**DATASET**
PR #756, opened 2021-04-12
Quick fixes

Mazo:
Fixes a potential LLU crash
Also fixes Sobek (and other dropship center) CC door lock


jgillich:
LGTM. I was going for a different solution because we're storing the connections in a `door -> lock` map when it should be a `lock -> door` map, but this is probably the only case where it matters so this fix is good enough.

jgillich (approved):

jgillich:
Not sure what is going on with Github actions so :shipit:

PR #768, opened 2021-04-17
Leave Squad Service by Character Id

Fate-JH:
The original error message indicated a failure due to a character id that could easily be resolved into a `Long` value, and that would have become a `ClassCastException` anyway (`String` to `Long`).  My guess is that the exception might have been raised by a bad value lookup and, therefore, I have expanded a number of those lookups along the paths that would have lead to the exception message into `get`/`match` statements, for safety.  Logging of the stack trace for such an error was also included, as only the console would have known what went wrong before.  Debug-level logging has actually been raised to debug-level logging.


Fate-JH:
Fixed the filters so the log should log again.
Sorry, guys.  Sometimes I'm an idiot most of the time.

PR #775, opened 2021-04-17
Fix terminal hack clearing

### LINKED ISSUE #759: Terminals - Advanced Hacking - Factions - Enemy terminals can get into a state where they appear hacked to the player, but cannot be used
Enemy terminals can get into a state where they appear hacked to the player, but cannot be used

jgillich:
Fixes #759


jgillich:
Tested and it works so I'm merging, please yell at me if this is wrong :smile:

PR #784, opened 2021-04-21
Fixes From 20210421 Logs

Fate-JH:
- chat will explode if the data in `CMT_DESTROY` can not be cast to a number
  - why can text data be included in `CMT_DESTROY`?
- loadouts will contain entities like "Telepad" and "BoomerTrigger" but will not reconstruct "Telepad" or "BoomerTrigger" under the current server protocol
  - nothing wrong with writing it to the database as long as you remember that it's there


Fate-JH:
- sending messages to actors before they have been assigned
  - it's actually ill-advised to initialize `ActorRef`s to `noSender`; I apologize for having done this myself

Fate-JH:
- `SocketActor` would try to kill an actor that was never listed in the first place
   - it is best practice to check that a value exists before using it

Fate-JH:
- password field can be empty (`None`)
  - should we alow that to bounce off the database, or stop it before trying?
- squad elements being forced to draw before poreprly setup
  - probably caused by failure to `SquadService` correctly; pay attention to deaths during squad join?

PR #797, opened 2021-04-26
Load Vehicle

Fate-JH:
Originally, the purpose was to diagnose a chat message that indicated vehicles failing to be added to the same zone multiple times, indicating overactivity.  The solution for that was rather simple, though at first I pursued it in the course of vehicle loading messages between the client-facing session and the zone vehicle service.  In the course of those changes, the `VehicleSpawnPad` construction process now deals in introducing the vehicle into the zone's vehicle management queue directly and uses the responses from that process to determine when to issue client loading packets.  The real solution to the original problem was merely not re-submitting the vehicle to the zone management queue during avatar re-loads.

Included is some logging changes, including a case that doesn't complain about writing over unresolved projectiles if the overwrite happens beyond that old projectile's normal lifespan.  This case may need mild expansion in the future.


Fate-JH:
I think I've resolved the issue of ANT's depositing NTU when not deployed by thoroughly confusing them.

PR #802, opened 2021-04-30
Vehicle Spawn Pad QoL

Fate-JH:
The vehicle spawn pad had been, for some time, missing some minor features, mainly proper messages and events.  For example, the maximum distance the would-be-driver can flee from the side of the vehicle spawn terminal was never being enforced.  As long as sufficient delay existed in between the current order being fulfilled and one's own order, a player could go all the way across the continent and be brought back to the spawn pad by the will of the nanites when their time comes.  Now the distance is only about 35m.  If the player should stray onto the spawn pad during a vehicle's creation, where they should have died and an informative message be displayed, no death would occur.  Now, near instant death.  Player conditions such as what key items they are carrying and whether they are in transit, things that previously were localized to the server-facing session, now travel with the player's server-side entity.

**EXERCISE PROMPT**
Retype exactly the lines of the data above that fall between the line with "- it's actually" and the line with "Originally, the purpose", inclusive, and add nothing.

**ANSWER TO THIS PROBLEM**
  - it's actually ill-advised to initialize `ActorRef`s to `noSender`; I apologize for having done this myself

Fate-JH:
- `SocketActor` would try to kill an actor that was never listed in the first place
   - it is best practice to check that a value exists before using it

Fate-JH:
- password field can be empty (`None`)
  - should we alow that to bounce off the database, or stop it before trying?
- squad elements being forced to draw before poreprly setup
  - probably caused by failure to `SquadService` correctly; pay attention to deaths during squad join?

PR #797, opened 2021-04-26
Load Vehicle

Fate-JH:
Originally, the purpose was to diagnose a chat message that indicated vehicles failing to be added to the same zone multiple times, indicating overactivity.  The solution for that was rather simple, though at first I pursued it in the course of vehicle loading messages between the client-facing session and the zone vehicle service.  In the course of those changes, the `VehicleSpawnPad` construction process now deals in introducing the vehicle into the zone's vehicle management queue directly and uses the responses from that process to determine when to issue client loading packets.  The real solution to the original problem was merely not re-submitting the vehicle to the zone management queue during avatar re-loads.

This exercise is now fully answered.